> _DATA TO EXAMINE_

• • • •

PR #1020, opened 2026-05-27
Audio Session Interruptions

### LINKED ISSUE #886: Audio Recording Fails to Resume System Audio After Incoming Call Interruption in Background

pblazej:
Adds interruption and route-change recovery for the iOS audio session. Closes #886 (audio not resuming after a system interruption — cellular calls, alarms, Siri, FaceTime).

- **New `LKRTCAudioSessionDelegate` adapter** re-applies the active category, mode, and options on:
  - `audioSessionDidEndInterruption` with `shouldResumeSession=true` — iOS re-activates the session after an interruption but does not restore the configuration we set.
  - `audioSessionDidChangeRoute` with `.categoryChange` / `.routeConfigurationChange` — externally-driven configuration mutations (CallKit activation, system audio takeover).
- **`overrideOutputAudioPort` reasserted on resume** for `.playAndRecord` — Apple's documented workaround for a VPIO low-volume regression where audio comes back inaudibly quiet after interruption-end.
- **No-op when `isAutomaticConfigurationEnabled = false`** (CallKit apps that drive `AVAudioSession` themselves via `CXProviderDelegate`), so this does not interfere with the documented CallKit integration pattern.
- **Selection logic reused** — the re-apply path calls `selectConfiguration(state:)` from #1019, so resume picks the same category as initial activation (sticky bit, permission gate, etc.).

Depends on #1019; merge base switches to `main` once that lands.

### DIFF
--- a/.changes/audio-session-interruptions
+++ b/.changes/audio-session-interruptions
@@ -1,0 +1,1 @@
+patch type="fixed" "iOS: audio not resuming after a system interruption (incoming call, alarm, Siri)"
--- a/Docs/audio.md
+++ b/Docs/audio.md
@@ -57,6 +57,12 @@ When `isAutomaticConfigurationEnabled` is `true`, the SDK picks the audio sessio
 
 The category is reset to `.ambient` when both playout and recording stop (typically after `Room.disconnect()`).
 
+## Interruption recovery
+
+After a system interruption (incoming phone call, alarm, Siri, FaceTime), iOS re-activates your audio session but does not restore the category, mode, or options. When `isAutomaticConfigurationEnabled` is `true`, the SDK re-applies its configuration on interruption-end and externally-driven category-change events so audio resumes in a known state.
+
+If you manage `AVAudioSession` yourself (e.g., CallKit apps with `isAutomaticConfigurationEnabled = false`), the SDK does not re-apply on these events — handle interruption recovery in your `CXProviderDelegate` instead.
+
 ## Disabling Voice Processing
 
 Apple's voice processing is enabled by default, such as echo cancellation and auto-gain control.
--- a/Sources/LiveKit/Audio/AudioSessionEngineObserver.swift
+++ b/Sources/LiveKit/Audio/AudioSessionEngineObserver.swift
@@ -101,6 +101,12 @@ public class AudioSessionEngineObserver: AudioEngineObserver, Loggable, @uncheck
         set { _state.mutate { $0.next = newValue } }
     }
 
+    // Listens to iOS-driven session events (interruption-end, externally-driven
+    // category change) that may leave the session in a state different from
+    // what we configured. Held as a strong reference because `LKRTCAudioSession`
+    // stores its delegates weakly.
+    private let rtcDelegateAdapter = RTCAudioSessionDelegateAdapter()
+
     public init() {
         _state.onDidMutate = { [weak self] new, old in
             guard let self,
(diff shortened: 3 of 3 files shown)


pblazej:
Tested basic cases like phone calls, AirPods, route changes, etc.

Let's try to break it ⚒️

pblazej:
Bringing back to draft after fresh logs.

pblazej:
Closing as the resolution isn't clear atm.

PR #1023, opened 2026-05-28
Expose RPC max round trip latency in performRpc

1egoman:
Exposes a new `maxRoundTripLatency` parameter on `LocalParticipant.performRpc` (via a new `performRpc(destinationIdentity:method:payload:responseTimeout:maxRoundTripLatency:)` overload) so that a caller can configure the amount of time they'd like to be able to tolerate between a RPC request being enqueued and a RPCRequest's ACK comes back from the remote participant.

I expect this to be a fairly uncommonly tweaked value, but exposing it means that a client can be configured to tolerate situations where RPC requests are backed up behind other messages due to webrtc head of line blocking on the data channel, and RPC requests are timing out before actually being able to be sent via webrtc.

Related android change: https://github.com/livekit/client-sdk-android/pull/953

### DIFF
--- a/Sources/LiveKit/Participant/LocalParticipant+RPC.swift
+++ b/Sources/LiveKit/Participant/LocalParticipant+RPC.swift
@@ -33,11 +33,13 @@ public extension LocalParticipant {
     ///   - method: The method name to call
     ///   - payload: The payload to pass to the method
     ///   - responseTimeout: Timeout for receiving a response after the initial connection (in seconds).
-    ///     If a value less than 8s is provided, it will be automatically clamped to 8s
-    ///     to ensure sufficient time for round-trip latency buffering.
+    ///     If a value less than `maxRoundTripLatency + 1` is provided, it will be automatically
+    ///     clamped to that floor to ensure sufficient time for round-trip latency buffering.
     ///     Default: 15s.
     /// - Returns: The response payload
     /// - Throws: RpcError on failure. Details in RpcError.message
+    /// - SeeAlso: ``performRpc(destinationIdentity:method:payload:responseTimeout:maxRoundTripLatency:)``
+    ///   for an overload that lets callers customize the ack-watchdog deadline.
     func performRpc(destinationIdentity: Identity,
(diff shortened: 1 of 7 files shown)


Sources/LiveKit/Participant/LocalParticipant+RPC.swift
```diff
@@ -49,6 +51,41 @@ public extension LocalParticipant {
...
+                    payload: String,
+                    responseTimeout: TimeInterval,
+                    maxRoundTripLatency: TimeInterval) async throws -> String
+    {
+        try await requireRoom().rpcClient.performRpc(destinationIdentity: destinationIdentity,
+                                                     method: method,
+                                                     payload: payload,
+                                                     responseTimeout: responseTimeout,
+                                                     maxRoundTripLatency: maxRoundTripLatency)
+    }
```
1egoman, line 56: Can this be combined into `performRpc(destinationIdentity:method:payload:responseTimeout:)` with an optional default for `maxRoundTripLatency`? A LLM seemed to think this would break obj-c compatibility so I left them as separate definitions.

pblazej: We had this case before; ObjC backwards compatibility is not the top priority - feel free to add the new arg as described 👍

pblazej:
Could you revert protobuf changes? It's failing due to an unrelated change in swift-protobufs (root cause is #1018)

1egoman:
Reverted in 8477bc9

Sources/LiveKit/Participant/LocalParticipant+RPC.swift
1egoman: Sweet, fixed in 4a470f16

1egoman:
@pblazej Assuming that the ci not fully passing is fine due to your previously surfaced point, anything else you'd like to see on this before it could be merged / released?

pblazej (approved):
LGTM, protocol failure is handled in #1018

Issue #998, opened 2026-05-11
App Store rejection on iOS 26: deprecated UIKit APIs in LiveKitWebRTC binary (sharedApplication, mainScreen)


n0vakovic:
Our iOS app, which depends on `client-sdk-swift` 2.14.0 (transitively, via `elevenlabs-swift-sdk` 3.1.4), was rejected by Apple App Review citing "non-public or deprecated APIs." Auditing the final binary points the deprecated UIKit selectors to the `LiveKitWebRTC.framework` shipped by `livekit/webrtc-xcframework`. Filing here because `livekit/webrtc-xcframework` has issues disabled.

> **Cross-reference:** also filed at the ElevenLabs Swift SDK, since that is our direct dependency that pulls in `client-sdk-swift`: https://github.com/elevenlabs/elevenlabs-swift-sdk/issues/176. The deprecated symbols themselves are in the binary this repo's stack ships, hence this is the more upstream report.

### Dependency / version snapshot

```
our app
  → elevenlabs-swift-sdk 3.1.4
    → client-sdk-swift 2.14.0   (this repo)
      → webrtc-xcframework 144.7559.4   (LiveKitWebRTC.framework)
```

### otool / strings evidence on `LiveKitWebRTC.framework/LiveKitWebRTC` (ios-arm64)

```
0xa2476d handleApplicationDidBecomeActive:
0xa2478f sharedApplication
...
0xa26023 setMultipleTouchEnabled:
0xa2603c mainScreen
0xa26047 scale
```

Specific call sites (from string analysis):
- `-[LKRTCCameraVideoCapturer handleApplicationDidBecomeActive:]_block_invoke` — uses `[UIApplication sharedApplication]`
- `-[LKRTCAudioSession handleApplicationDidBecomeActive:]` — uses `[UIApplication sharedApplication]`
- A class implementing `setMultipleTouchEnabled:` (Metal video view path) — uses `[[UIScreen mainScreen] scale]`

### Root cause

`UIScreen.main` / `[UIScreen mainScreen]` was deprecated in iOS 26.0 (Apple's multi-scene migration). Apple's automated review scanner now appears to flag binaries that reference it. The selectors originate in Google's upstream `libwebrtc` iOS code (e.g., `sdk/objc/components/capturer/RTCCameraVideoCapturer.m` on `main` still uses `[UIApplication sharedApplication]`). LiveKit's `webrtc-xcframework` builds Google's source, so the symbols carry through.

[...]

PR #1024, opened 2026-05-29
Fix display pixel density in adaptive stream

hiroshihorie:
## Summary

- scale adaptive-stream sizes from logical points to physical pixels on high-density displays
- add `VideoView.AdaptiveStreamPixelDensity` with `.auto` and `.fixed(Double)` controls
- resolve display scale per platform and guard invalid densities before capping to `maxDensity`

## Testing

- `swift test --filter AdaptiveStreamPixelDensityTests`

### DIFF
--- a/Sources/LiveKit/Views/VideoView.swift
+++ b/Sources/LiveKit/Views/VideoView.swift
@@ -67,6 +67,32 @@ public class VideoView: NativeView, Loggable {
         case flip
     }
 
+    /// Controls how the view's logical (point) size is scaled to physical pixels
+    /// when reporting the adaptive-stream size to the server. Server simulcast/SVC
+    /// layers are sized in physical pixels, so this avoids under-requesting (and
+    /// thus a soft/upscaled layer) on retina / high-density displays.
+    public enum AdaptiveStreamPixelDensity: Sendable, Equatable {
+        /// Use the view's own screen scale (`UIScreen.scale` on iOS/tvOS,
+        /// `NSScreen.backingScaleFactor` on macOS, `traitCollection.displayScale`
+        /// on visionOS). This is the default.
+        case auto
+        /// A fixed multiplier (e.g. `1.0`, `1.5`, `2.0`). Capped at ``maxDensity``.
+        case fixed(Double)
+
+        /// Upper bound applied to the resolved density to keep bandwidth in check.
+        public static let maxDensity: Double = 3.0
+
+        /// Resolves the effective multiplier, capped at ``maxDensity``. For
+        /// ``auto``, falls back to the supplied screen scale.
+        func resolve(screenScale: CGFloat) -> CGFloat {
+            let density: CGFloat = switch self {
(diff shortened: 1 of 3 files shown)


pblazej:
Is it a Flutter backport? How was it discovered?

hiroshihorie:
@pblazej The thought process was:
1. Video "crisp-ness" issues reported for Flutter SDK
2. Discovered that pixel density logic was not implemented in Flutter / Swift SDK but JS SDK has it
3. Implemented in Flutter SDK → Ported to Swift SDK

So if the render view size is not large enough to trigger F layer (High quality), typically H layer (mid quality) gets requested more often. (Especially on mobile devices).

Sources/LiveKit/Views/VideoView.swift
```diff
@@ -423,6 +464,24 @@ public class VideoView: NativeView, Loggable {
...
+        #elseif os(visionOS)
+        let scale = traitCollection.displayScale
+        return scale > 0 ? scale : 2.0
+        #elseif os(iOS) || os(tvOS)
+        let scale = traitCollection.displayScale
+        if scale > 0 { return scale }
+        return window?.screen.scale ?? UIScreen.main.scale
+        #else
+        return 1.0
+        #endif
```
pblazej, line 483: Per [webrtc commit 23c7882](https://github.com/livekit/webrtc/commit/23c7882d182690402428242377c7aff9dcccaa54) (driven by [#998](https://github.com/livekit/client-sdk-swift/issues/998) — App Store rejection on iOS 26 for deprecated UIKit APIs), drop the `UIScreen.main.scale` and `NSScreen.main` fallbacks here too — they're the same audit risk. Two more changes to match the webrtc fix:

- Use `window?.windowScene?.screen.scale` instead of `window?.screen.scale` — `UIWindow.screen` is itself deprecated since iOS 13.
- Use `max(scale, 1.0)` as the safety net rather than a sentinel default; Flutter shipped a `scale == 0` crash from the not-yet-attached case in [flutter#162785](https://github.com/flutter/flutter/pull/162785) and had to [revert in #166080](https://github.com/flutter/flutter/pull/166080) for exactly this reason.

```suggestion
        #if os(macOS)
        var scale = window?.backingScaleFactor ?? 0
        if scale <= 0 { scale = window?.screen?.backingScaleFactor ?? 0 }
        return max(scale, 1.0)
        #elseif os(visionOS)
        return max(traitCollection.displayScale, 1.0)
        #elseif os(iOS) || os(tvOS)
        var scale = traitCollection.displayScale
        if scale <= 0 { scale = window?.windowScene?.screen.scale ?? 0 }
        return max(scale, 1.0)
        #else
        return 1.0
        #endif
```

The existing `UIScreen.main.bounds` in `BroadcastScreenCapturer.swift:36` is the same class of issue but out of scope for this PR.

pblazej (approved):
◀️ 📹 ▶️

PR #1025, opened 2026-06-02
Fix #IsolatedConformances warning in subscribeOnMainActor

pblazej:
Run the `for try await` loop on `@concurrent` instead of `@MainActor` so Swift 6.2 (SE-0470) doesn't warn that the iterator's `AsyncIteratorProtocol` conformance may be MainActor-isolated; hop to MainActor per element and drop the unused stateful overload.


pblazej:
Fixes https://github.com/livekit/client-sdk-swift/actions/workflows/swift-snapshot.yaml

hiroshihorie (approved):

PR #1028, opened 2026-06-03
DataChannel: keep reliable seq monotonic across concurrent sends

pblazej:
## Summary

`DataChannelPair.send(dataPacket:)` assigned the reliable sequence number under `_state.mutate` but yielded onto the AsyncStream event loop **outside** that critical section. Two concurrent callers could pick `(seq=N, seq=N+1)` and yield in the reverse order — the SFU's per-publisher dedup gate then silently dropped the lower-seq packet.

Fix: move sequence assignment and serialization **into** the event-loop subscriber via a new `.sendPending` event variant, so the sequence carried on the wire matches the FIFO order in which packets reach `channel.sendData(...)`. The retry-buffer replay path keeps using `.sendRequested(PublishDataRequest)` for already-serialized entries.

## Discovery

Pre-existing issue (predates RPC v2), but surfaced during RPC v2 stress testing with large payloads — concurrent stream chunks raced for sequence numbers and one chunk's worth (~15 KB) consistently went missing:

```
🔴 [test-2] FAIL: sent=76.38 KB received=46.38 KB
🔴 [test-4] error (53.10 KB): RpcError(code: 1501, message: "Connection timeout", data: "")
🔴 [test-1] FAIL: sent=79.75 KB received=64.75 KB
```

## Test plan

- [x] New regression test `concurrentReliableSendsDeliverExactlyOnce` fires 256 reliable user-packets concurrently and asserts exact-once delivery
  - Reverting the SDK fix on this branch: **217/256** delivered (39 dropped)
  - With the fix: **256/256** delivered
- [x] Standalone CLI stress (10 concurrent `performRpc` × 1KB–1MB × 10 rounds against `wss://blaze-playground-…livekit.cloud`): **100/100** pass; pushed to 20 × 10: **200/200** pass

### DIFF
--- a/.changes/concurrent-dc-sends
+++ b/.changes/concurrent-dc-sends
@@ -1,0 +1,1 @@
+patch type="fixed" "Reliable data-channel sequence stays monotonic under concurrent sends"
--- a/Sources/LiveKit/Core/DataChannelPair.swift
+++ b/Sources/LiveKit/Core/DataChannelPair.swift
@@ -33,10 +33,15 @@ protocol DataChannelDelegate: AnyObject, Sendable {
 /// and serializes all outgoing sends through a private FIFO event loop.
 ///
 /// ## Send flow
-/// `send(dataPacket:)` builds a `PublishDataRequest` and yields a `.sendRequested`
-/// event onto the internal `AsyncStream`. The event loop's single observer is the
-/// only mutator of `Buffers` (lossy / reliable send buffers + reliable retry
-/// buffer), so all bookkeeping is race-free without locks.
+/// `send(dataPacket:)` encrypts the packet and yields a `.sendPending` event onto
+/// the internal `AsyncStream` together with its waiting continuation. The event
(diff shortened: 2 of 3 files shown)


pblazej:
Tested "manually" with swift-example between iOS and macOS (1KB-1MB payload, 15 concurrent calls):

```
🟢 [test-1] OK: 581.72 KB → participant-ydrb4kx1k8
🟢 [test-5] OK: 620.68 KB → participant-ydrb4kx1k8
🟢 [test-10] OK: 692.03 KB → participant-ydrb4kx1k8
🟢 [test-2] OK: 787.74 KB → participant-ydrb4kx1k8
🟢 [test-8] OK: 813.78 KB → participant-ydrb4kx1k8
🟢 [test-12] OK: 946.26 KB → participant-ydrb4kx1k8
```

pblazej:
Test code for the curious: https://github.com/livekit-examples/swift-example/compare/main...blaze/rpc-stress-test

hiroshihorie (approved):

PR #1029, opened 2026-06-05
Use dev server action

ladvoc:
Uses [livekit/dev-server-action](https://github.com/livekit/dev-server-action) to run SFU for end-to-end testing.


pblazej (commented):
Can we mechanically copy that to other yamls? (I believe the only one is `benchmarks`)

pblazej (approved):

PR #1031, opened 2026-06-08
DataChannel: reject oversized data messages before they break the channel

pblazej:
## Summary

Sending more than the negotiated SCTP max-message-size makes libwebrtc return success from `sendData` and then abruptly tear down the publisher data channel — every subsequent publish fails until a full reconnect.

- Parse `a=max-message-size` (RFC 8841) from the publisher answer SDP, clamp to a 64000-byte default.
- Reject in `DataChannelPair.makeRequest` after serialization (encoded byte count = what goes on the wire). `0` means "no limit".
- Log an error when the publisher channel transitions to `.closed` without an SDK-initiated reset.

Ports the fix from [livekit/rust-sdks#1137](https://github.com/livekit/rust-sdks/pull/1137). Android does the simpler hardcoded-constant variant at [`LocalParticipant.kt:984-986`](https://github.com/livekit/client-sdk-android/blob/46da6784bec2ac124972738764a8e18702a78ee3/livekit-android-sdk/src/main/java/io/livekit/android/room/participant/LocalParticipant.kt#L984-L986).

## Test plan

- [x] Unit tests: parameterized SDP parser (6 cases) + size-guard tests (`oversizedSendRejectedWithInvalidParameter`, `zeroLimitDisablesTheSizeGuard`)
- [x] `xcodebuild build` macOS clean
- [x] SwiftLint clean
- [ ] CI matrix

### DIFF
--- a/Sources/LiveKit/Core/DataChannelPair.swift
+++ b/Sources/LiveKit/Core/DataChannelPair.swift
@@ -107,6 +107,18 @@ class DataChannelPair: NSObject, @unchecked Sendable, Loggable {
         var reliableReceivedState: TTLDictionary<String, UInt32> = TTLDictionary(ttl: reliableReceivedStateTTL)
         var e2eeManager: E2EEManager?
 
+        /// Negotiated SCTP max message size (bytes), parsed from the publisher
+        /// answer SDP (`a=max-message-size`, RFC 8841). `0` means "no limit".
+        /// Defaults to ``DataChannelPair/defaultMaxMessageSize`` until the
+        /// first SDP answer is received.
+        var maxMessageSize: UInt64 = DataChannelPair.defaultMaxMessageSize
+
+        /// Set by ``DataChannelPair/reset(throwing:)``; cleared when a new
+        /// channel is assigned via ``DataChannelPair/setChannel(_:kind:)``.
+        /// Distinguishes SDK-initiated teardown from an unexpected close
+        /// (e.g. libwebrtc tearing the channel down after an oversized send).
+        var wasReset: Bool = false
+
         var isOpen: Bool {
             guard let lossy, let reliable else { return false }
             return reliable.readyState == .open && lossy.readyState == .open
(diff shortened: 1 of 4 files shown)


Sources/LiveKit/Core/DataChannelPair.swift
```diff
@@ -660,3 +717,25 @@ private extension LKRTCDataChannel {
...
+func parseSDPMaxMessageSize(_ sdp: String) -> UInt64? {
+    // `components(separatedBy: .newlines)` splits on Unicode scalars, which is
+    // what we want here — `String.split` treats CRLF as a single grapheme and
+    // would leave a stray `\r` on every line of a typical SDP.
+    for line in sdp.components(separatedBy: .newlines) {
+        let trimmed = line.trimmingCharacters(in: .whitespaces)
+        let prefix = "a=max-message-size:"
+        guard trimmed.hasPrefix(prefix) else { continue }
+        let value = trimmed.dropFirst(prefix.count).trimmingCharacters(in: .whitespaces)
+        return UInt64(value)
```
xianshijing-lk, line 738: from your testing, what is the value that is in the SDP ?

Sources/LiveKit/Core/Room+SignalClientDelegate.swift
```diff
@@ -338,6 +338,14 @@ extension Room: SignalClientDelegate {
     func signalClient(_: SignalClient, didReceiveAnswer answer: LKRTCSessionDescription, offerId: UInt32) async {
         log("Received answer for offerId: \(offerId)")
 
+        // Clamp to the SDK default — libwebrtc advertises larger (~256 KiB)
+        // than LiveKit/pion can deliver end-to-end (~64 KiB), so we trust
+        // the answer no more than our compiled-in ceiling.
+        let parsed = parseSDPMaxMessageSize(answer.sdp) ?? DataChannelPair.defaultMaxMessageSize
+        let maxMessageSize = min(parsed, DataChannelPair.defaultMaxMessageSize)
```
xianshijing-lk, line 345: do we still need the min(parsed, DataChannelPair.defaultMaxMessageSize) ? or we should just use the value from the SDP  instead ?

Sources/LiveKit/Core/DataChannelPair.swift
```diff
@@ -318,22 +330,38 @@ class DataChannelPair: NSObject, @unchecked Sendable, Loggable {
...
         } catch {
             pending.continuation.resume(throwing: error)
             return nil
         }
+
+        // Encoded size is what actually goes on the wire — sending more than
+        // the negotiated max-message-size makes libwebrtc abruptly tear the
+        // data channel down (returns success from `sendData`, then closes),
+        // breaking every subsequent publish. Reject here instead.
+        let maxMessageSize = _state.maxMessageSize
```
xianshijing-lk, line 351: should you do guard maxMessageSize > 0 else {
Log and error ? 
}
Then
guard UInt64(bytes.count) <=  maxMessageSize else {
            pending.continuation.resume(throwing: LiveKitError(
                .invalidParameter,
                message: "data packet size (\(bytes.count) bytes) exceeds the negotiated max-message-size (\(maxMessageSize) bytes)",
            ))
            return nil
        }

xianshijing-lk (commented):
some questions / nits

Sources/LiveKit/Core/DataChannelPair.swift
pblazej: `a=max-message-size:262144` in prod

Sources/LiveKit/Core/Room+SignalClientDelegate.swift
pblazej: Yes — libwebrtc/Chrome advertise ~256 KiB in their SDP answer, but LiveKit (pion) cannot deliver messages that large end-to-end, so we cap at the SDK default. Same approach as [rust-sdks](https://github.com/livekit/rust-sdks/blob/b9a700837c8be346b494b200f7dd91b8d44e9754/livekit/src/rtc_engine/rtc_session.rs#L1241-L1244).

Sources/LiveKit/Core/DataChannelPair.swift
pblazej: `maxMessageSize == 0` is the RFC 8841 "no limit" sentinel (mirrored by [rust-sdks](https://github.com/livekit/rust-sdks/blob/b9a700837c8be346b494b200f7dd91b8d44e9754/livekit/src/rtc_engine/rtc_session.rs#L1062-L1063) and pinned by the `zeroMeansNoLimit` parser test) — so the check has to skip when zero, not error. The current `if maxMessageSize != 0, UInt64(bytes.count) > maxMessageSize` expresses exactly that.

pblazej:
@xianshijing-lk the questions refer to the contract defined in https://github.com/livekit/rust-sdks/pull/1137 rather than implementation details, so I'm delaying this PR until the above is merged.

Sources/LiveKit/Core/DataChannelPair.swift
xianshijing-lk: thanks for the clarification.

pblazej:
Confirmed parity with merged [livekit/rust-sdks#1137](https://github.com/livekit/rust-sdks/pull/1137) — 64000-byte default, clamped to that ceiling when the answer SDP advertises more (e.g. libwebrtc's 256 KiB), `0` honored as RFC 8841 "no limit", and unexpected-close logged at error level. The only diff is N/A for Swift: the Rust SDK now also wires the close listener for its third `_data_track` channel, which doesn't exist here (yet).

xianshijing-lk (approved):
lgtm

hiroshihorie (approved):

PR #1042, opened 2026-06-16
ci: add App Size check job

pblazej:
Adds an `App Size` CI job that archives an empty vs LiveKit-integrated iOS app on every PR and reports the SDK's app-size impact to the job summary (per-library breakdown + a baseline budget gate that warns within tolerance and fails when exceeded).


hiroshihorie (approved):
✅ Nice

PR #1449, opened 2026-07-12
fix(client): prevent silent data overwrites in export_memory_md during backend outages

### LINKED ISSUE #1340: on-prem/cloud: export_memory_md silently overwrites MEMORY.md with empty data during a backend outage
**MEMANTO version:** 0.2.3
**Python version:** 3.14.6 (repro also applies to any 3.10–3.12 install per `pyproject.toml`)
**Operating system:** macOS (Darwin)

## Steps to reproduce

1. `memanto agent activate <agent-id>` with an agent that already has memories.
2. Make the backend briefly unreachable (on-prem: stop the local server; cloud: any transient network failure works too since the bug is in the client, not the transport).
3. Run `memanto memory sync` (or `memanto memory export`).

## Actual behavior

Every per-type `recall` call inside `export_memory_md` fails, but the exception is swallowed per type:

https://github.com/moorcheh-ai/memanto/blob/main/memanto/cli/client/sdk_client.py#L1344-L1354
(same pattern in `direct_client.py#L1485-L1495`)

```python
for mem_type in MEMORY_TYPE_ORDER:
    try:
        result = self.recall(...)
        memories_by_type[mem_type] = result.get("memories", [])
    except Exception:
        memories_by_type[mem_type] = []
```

• • • •

Out of the material above, output word for word the line with "- [x] Standalone", the line with "-33,10 +33,15 @@", and all lines between them, with nothing else.

> _RESULT OF THIS EXERCISE_
- [x] Standalone CLI stress (10 concurrent `performRpc` × 1KB–1MB × 10 rounds against `wss://blaze-playground-…livekit.cloud`): **100/100** pass; pushed to 20 × 10: **200/200** pass

### DIFF
--- a/.changes/concurrent-dc-sends
+++ b/.changes/concurrent-dc-sends
@@ -1,0 +1,1 @@
+patch type="fixed" "Reliable data-channel sequence stays monotonic under concurrent sends"
--- a/Sources/LiveKit/Core/DataChannelPair.swift
+++ b/Sources/LiveKit/Core/DataChannelPair.swift
@@ -33,10 +33,15 @@ protocol DataChannelDelegate: AnyObject, Sendable {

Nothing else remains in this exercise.